The Obama-era law was “crushing community banks and credit unions,” Trump said. It “gave large banks an unfair competitive advantage at the expense of neighborhood banks,” and outside of small banks, “local businesses have few other resources and few other ways of getting credit.”

This was, of course, nonsense. The law was a grab-bag of favors for banks of all sizes. But Republicans at least felt the need to hide their dirty work for the bailouteers.

Not anymore. As it turns out, Republicans argued Wednesday, big banks are the true lifeblood of Main Street. “If it weren’t for you, Main Street America wouldn’t exist,” Williams told the CEOs at the hearing. Big banks, Duffy suggested, don’t even compete with small banks. Instead, they compete with other megabanks from other countries. Anything that takes away business for an American banking giant would undercut American competitiveness, a blow against the nation itself.

“At times, the obsequiousness bordered on comedy, at others, the surreal.”

Rep. Steve Stivers (R-Ohio) took this theme to absurd new heights. “Would everyone agree that having large financial institutions is good for America’s national security?” Stivers asked, prodding Dimon into arguing that large American banks were essential to the enforcement of economic sanctions against rogue regimes.

If it weren’t for Wall Street’s patriotic rigor, according to Stivers, we might have to turn over this enforcement to “foreign megabanks” that might not have America’s best interests at heart.

And yet Dimon’s bank has repeatedly settled with both the Obama and Trump administrations for violating U.S. sanctions against Iran, Cuba and Syria, paying $88.3 million in 2011 ― the largest sanction violation settlement ever involving a U.S. financial institution ― and another $5.3 million to settle further sanction violations late last year.

At least one Democrat wanted in on the lovefest with our lords of finance. Freshman Rep. Josh Gottheimer (D-N.J.), who has raised over $3.1 million from the financial sector in his brief congressional career, repeatedly told the execs he was both “grateful” and “very grateful” for all of their small business lending, all the mortgages they had issued in his district, and just “how much has been invested in our country” by very large banks.

The parade of compliments was occasionally interrupted for the sake of actual policy discussions, which often became opportunities for bankers to request weaker capital requirements. Once upon a time, capital was a sacred cow in Washington ― the basic, sensible rule that Republicans pointed to when they attacked other regulations. Capital requirements curb the amount of borrowed money banks can operate with. Higher capital was the to-be-sure standard that proved someone was serious about real regulation when they complained about other annoying rules involving securities speculation or margin requirements.

Suddenly in 2019, however, there is a new consensus between Wall Street and the Republican Party that capital requirements are too high. Capital requirements, they insisted Wednesday, were diverting important resources from lending and productive investment into unnecessary safeguards.

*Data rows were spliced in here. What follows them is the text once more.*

PR #161, opened 2018-01-30
Daterange handler

### LINKED ISSUE #160: Daterange field handler for Drupal 8
Now that core supports Datetime ranges, we should too.

jonathanjfshaw:
Not at all a great solution, but maybe good enough for now until we get real plugins and kernel tests. Fixes #160.


jhedstrom:
Looks good. Thanks!

PR #180, opened 2018-03-20
Support for the mailsystem module.

### LINKED ISSUE #179: Add support for the mailsystem module
Since the [Mail System](https://www.drupal.org/project/mailsystem) module is necessary for full HTML emails (coupled usually with swiftmailer), it would be good to support that here since the feature added in #134 only supports the core mail manager's approach of sending mail.

jhedstrom:
- Fixes #179


jhedstrom:
This gets things sort of working, but I discovered #181 while working on this.

PR #182, opened 2018-03-20
Persist mail configuration changes to storage.

### LINKED ISSUE #181: Using module override for mail collection doesn't fully work
Utilizing the module overrides for the mail collection doesn't fully work. It only changes the config in the bootstrap that Behat is running from. Thus, any mails sent by filling out forms, or events that happen in a separate bootstrap go back to using the normal mail collector.

Rather than using module override, I think we'll have to actually save the config (and track the original values), then restore them afterward.

jhedstrom:
- Fixes #181

### DIFF
--- a/src/Drupal/Driver/Cores/Drupal8.php
+++ b/src/Drupal/Driver/Cores/Drupal8.php
@@ -21,6 +21,17 @@ use Symfony\Component\HttpFoundation\Request;
 class Drupal8 extends AbstractCore {
 
   /**
+   * Tracks original configuration values.
+   *
+   * This is necessary since configurations modified here are actually saved so
+   * that they persist values across bootstraps.
+   *
+   * @var array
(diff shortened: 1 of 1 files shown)


jonathanjfshaw:
I'm concerned about something here
```
+    $config = \Drupal::configFactory()->getEditable('system.mail');
+    $data = $config->getRawData();
+
+    // Save the original values for restoration after.
+    $this->originalConfiguration['system.mail'] = $data;
```

If startCollectingMail is called twice before stopCollectingMail is called (and I think this might happen in the parrallel behat extension PR), then test_mail_collector will end up being stored in $originalConfiguration and persisted. 

Maybe we need to wrap the above hunk in 
`if (!isset($this->originalConfiguration['system.mail'])) {}`

jhedstrom:
Yeah, I think that change would make sense.

PR #305, opened 2026-03-19
PostgreSQL crashes when trying to look up an entity reference field t…

svenbergryen:
…hat's connected using a string/title (the query tries to select a string from an integer field)

## Summary by CodeRabbit

* **Bug Fixes**
  * Improved entity-reference field filtering: queries no longer attempt ID-based matches for non-numeric inputs, while still matching by label. This reduces incorrect matches and improves accuracy when selecting referenced items.


AlexSkrypnyk:
Thank you for this contribution, @svenbergryen! Clean fix that properly guards the ID-key condition for PostgreSQL compatibility. Merging now.

PR #357, opened 2026-04-27
Fixed 'FileHandler' regression for existing managed file lookup by filename.

AlexSkrypnyk:
## Summary

`FileHandler` in v2.5.0 (commit `951a75b`) was rewritten to always call `file_get_contents()` on the raw value, breaking every test suite that references an existing managed file by filename (e.g. `document.pdf`). Those callers received `Warning: file_get_contents(document.pdf): Failed to open stream: No such file or directory` because the bare filename was treated as a relative filesystem path rather than a reference to a pre-created managed file entity.

This fix restores compatibility with the v2.4.3 pattern while preserving the v2.5.0 ability to import brand-new files from disk. The handler now uses a filesystem-first, entity-fallback resolution order: if the value is a real path on disk it reads and imports the file; otherwise it looks up an existing managed file by numeric id or `filename` property; if neither resolves it throws a descriptive exception.

### Source

- `src/Drupal/Driver/Fields/Drupal8/FileHandler.php` - rewrote `expand()` to delegate to a new `resolveTargetId()` helper; extracted `createFileFromPath()` (v2.5.0 import path) and `loadExistingManagedFile()` (v2.4.3 entity-lookup path) as protected helpers.

### Tests

- `tests/Drupal/Tests/Driver/Fields/Drupal8/FileHandlerTest.php` - added tests for lookup-by-filename, lookup-by-numeric-id, filesystem-path-wins-over-shared-filename, and descriptive-exception-on-unresolved-value; refactored container helpers into `setContainer()`, `createFileRepositoryReturning()`, `createFileStorage()`, and `createFileEntity()` to support both `file.repository` and `entity_type.manager`/file-storage stubs.

### Changelog

- `CHANGELOG.md` - added an `[Unreleased]` section with a `Fixed` entry describing the v2.5.0 regression and the resolution strategy.

## Before / After

```
v2.5.0 (broken)
================

 value (any)
     |
     v
 file_get_contents($value)
     |
     +-- FALSE --> Exception "Error reading file X."
     |
     +-- ok  --> writeData() --> save() --> target_id


After this fix (Option C: filesystem-first, entity-fallback)
=============================================================

 value
     |
     v
 is_file($value)?
     |
     +-- YES --> createFileFromPath()
     |               |
     |               +-- read fails  --> Exception
     |               +-- write fails --> Exception
     |               +-- ok          --> target_id (new entity)
     |
     +-- NO  --> loadExistingManagedFile()
                     |
                     +-- ctype_digit? --> storage->load(id)
                     |                       |
                     |                       +-- found --> target_id
                     |                       +-- NULL  --> try filename
                     |
                     +-- storage->loadByProperties(['filename' => value])
                             |
                             +-- found --> target_id (reused entity)
                             |
                             +-- NULL  --> Exception
                                          "Could not resolve file value ..."
```

## Summary by CodeRabbit

* **Bug Fixes**
  * File handler now reuses existing managed files when referenced by filename or numeric ID, instead of failing with an error. File creation from disk paths remains available as a fallback.

### DIFF
--- a/CHANGELOG.md
+++ b/CHANGELOG.md
@@ -5,6 +5,10 @@ All notable changes to this project will be documented in this file.
 The format is based on [Keep a Changelog](http://keepachangelog.com/)
 and this project adheres to [Semantic Versioning](http://semver.org/).
 
+## [Unreleased]
+### Fixed
+  * Fixed `FileHandler` regression introduced in 2.5.0 where referencing an existing managed file by filename failed with `Failed to open stream: No such file or directory`. The handler now reuses an existing managed file when the value matches a numeric file id or `filename` property, falling through to the v2.5.0 path-on-disk import only when the value resolves to a real file.
+
 ## [2.5.0]
 ### Added
   * [#306](https://github.com/jhedstrom/DrupalDriver/pull/306) Added `TimeHandler` for the `time_field` contrib module.
--- a/src/Drupal/Driver/Fields/Drupal8/FileHandler.php
+++ b/src/Drupal/Driver/Fields/Drupal8/FileHandler.php
@@ -12,32 +12,93 @@ class FileHandler extends AbstractHandler {
    */
   public function expand($values) {
     $return = [];
+
     foreach ((array) $values as $value) {
-      $file_path = is_array($value) ? $value['target_id'] ?? $value[0] : $value;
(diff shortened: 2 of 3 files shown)


AlexSkrypnyk:
@coderabbitai review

But in one of the day’s few truly uncomfortable moments for Dimon, Rep. Cindy Axne (D-Iowa) pressed him about his claim that he could put this capital to work more effectively. In his most recent letter to shareholders, Dimon boasted that JPMorgan Chase has spent “almost 55 billion” on stock buybacks over the past five years by “generating excess capital that we do not expect to use in the next few years.” Stock buybacks flush money to shareholders rather than invest in or grow a company’s operations.

But for the most part, Dimon and Co. enjoyed their time on Capitol Hill. In Trump’s America, corruption isn’t just normal, it’s something to celebrate.